*ASSIGNED TASK*: Nothing in the data is to be left out; copy it exactly.

*** TASK INPUTS Section Begins ***

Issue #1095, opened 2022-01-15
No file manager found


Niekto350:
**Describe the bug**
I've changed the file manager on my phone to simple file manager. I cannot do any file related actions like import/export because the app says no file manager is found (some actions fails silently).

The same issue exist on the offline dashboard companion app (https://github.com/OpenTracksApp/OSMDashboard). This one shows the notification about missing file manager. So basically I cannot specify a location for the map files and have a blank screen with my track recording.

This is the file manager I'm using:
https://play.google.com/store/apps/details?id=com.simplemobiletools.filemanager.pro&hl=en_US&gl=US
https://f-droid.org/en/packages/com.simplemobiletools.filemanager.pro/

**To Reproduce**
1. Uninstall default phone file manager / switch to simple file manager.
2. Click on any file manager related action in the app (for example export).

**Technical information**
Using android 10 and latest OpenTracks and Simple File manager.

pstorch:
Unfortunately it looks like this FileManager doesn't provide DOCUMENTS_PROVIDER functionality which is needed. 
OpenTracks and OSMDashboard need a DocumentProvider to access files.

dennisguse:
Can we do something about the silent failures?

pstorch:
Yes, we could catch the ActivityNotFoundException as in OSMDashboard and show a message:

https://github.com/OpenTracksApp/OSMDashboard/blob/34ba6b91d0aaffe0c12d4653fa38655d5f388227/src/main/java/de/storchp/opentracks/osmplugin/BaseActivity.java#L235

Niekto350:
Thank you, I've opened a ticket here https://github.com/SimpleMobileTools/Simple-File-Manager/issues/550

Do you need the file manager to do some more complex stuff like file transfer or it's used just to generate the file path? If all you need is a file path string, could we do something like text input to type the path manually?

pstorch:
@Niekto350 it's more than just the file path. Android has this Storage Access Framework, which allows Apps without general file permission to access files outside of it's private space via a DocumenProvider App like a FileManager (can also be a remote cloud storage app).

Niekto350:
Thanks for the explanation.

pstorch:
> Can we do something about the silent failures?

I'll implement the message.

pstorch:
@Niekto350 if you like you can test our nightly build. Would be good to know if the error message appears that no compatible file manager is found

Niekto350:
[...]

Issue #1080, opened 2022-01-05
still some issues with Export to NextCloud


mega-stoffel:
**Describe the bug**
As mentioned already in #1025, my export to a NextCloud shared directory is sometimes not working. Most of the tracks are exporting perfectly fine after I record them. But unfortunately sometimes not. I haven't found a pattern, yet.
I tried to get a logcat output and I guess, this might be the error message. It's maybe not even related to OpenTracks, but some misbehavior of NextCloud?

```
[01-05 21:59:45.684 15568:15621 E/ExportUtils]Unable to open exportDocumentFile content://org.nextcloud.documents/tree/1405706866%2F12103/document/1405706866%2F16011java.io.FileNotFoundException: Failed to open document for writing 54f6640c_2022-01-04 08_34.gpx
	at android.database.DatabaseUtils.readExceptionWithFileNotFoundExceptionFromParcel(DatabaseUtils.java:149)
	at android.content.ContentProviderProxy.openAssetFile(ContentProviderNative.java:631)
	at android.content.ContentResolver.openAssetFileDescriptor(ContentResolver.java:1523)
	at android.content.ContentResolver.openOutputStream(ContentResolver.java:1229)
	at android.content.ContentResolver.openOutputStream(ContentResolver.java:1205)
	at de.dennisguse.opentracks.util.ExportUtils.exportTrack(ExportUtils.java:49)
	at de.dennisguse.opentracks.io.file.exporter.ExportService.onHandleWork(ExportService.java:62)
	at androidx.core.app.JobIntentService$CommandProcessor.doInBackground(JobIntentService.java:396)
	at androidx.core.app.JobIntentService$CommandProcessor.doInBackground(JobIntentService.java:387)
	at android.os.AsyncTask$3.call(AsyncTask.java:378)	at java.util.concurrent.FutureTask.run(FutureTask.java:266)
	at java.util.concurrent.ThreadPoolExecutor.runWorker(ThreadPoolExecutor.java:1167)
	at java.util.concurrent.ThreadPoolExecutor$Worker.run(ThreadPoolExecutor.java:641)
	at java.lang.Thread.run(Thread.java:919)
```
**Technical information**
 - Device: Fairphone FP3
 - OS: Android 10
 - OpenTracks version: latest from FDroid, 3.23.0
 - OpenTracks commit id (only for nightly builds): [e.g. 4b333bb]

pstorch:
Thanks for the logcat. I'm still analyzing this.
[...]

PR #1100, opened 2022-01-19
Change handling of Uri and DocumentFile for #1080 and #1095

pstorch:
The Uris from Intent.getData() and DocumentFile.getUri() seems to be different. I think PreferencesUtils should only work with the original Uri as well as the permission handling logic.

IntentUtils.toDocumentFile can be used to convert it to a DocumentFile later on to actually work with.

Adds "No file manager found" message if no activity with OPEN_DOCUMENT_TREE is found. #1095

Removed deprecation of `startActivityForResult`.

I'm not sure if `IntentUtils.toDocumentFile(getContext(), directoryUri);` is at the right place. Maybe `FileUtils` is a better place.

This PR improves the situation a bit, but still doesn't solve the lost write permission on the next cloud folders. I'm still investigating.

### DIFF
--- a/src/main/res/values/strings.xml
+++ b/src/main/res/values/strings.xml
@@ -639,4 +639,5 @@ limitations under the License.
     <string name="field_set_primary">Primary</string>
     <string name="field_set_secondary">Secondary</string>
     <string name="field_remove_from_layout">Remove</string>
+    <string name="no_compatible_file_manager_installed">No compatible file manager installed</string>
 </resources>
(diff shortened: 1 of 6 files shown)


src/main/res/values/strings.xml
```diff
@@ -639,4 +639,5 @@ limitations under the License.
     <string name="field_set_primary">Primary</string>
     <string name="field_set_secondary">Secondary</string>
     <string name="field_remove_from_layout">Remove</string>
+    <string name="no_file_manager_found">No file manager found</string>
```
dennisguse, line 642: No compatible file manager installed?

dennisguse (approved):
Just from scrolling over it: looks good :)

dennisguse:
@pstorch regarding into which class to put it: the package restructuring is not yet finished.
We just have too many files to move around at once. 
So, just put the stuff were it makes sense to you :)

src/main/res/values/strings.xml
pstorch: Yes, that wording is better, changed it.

*** TASK INPUTS Section Ends ***

*EXPECTED ANSWER*:
Issue #1095, opened 2022-01-15
No file manager found


Niekto350:
**Describe the bug**
I've changed the file manager on my phone to simple file manager. I cannot do any file related actions like import/export because the app says no file manager is found (some actions fails silently).

The same issue exist on the offline dashboard companion app (https://github.com/OpenTracksApp/OSMDashboard). This one shows the notification about missing file manager. So basically I cannot specify a location for the map files and have a blank screen with my track recording.

This is the file manager I'm using:
https://play.google.com/store/apps/details?id=com.simplemobiletools.filemanager.pro&hl=en_US&gl=US
https://f-droid.org/en/packages/com.simplemobiletools.filemanager.pro/

**To Reproduce**
1. Uninstall default phone file manager / switch to simple file manager.
2. Click on any file manager related action in the app (for example export).

**Technical information**
Using android 10 and latest OpenTracks and Simple File manager.

pstorch:
Unfortunately it looks like this FileManager doesn't provide DOCUMENTS_PROVIDER functionality which is needed. 
OpenTracks and OSMDashboard need a DocumentProvider to access files.

dennisguse:
Can we do something about the silent failures?

pstorch:
Yes, we could catch the ActivityNotFoundException as in OSMDashboard and show a message:

https://github.com/OpenTracksApp/OSMDashboard/blob/34ba6b91d0aaffe0c12d4653fa38655d5f388227/src/main/java/de/storchp/opentracks/osmplugin/BaseActivity.java#L235

Niekto350:
Thank you, I've opened a ticket here https://github.com/SimpleMobileTools/Simple-File-Manager/issues/550

Do you need the file manager to do some more complex stuff like file transfer or it's used just to generate the file path? If all you need is a file path string, could we do something like text input to type the path manually?

pstorch:
@Niekto350 it's more than just the file path. Android has this Storage Access Framework, which allows Apps without general file permission to access files outside of it's private space via a DocumenProvider App like a FileManager (can also be a remote cloud storage app).

Niekto350:
Thanks for the explanation.

pstorch:
> Can we do something about the silent failures?

I'll implement the message.

pstorch:
@Niekto350 if you like you can test our nightly build. Would be good to know if the error message appears that no compatible file manager is found

Niekto350:
[...]

Issue #1080, opened 2022-01-05
still some issues with Export to NextCloud


mega-stoffel:
**Describe the bug**
As mentioned already in #1025, my export to a NextCloud shared directory is sometimes not working. Most of the tracks are exporting perfectly fine after I record them. But unfortunately sometimes not. I haven't found a pattern, yet.
I tried to get a logcat output and I guess, this might be the error message. It's maybe not even related to OpenTracks, but some misbehavior of NextCloud?

```
[01-05 21:59:45.684 15568:15621 E/ExportUtils]Unable to open exportDocumentFile content://org.nextcloud.documents/tree/1405706866%2F12103/document/1405706866%2F16011java.io.FileNotFoundException: Failed to open document for writing 54f6640c_2022-01-04 08_34.gpx
	at android.database.DatabaseUtils.readExceptionWithFileNotFoundExceptionFromParcel(DatabaseUtils.java:149)
	at android.content.ContentProviderProxy.openAssetFile(ContentProviderNative.java:631)
	at android.content.ContentResolver.openAssetFileDescriptor(ContentResolver.java:1523)
	at android.content.ContentResolver.openOutputStream(ContentResolver.java:1229)
	at android.content.ContentResolver.openOutputStream(ContentResolver.java:1205)
	at de.dennisguse.opentracks.util.ExportUtils.exportTrack(ExportUtils.java:49)
	at de.dennisguse.opentracks.io.file.exporter.ExportService.onHandleWork(ExportService.java:62)
	at androidx.core.app.JobIntentService$CommandProcessor.doInBackground(JobIntentService.java:396)
	at androidx.core.app.JobIntentService$CommandProcessor.doInBackground(JobIntentService.java:387)
	at android.os.AsyncTask$3.call(AsyncTask.java:378)	at java.util.concurrent.FutureTask.run(FutureTask.java:266)
	at java.util.concurrent.ThreadPoolExecutor.runWorker(ThreadPoolExecutor.java:1167)
	at java.util.concurrent.ThreadPoolExecutor$Worker.run(ThreadPoolExecutor.java:641)
	at java.lang.Thread.run(Thread.java:919)
```
**Technical information**
 - Device: Fairphone FP3
 - OS: Android 10
 - OpenTracks version: latest from FDroid, 3.23.0
 - OpenTracks commit id (only for nightly builds): [e.g. 4b333bb]

pstorch:
Thanks for the logcat. I'm still analyzing this.
[...]

PR #1100, opened 2022-01-19
Change handling of Uri and DocumentFile for #1080 and #1095

pstorch:
The Uris from Intent.getData() and DocumentFile.getUri() seems to be different. I think PreferencesUtils should only work with the original Uri as well as the permission handling logic.

IntentUtils.toDocumentFile can be used to convert it to a DocumentFile later on to actually work with.

Adds "No file manager found" message if no activity with OPEN_DOCUMENT_TREE is found. #1095

Removed deprecation of `startActivityForResult`.

I'm not sure if `IntentUtils.toDocumentFile(getContext(), directoryUri);` is at the right place. Maybe `FileUtils` is a better place.

This PR improves the situation a bit, but still doesn't solve the lost write permission on the next cloud folders. I'm still investigating.

### DIFF
--- a/src/main/res/values/strings.xml
+++ b/src/main/res/values/strings.xml
@@ -639,4 +639,5 @@ limitations under the License.
     <string name="field_set_primary">Primary</string>
     <string name="field_set_secondary">Secondary</string>
     <string name="field_remove_from_layout">Remove</string>
+    <string name="no_compatible_file_manager_installed">No compatible file manager installed</string>
 </resources>
(diff shortened: 1 of 6 files shown)


src/main/res/values/strings.xml
```diff
@@ -639,4 +639,5 @@ limitations under the License.
     <string name="field_set_primary">Primary</string>
     <string name="field_set_secondary">Secondary</string>
     <string name="field_remove_from_layout">Remove</string>
+    <string name="no_file_manager_found">No file manager found</string>
```
dennisguse, line 642: No compatible file manager installed?

dennisguse (approved):
Just from scrolling over it: looks good :)

dennisguse:
@pstorch regarding into which class to put it: the package restructuring is not yet finished.
We just have too many files to move around at once. 
So, just put the stuff were it makes sense to you :)

src/main/res/values/strings.xml
pstorch: Yes, that wording is better, changed it.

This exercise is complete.